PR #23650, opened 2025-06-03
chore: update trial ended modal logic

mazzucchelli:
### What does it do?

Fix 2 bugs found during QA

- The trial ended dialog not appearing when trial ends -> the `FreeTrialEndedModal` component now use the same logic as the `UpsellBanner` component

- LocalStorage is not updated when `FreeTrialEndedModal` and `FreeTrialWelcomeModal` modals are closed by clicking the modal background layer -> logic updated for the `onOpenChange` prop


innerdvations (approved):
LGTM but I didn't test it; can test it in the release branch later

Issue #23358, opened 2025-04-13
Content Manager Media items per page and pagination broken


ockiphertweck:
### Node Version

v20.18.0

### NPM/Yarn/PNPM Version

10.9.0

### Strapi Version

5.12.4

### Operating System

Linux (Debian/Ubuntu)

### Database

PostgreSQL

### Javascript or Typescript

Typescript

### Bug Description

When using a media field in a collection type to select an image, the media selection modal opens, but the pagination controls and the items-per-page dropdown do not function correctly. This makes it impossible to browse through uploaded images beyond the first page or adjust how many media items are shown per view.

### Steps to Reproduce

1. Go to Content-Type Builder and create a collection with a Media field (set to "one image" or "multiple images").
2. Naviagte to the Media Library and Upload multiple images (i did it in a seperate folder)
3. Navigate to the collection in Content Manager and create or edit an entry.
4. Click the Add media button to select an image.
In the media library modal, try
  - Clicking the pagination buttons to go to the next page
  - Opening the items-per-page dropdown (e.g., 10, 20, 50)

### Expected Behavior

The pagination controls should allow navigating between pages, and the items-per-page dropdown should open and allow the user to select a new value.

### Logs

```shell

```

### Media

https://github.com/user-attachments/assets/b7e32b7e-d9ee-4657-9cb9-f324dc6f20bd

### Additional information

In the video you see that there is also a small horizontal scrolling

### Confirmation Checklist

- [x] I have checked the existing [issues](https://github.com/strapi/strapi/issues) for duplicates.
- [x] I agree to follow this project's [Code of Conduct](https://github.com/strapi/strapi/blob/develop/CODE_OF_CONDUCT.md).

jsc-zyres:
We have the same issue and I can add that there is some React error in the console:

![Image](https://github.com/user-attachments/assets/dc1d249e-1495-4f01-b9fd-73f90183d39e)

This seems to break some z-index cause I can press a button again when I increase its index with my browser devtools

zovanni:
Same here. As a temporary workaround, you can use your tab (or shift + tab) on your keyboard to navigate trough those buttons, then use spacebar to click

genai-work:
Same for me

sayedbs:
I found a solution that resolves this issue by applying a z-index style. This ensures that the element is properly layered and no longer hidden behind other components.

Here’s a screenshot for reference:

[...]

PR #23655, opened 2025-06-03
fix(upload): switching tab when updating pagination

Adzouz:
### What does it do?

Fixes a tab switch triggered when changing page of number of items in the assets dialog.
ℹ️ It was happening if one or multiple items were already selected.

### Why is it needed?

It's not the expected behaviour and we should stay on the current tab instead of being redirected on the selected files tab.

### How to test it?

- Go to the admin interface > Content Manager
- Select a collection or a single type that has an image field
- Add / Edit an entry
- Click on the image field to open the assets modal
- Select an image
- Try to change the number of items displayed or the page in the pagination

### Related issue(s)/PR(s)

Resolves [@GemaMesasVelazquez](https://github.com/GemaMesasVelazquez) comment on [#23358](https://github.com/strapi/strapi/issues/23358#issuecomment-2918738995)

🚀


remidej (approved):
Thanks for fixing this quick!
...
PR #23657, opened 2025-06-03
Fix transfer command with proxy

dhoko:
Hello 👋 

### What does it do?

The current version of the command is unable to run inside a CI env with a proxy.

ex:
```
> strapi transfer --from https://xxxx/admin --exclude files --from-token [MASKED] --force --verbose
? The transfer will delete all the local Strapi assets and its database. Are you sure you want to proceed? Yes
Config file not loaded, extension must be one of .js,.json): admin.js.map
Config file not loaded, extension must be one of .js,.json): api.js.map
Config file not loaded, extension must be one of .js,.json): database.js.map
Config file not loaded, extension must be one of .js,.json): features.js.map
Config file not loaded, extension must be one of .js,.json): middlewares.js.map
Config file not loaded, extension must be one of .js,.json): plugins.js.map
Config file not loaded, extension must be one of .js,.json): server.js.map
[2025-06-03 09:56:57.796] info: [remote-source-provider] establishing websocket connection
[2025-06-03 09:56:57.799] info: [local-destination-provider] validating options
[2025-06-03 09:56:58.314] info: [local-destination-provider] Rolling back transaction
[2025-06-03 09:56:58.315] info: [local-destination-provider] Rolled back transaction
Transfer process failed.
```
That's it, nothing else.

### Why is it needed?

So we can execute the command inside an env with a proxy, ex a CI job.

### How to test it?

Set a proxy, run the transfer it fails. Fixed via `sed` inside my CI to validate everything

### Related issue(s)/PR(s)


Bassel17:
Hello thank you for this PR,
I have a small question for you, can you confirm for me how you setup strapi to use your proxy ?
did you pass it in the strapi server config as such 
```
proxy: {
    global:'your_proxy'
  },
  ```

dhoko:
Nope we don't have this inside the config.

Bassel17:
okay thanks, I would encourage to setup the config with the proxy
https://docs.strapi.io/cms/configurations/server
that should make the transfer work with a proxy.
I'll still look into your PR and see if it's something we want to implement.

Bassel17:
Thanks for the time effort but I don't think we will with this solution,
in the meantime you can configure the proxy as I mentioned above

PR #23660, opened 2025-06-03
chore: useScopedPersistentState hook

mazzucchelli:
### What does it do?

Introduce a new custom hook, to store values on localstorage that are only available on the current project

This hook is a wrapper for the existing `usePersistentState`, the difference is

**Exercise directions**
Where a line in the records above includes the string "there", show it.

**Response to this task**
In the video you see that there is also a small horizontal scrolling
We have the same issue and I can add that there is some React error in the console:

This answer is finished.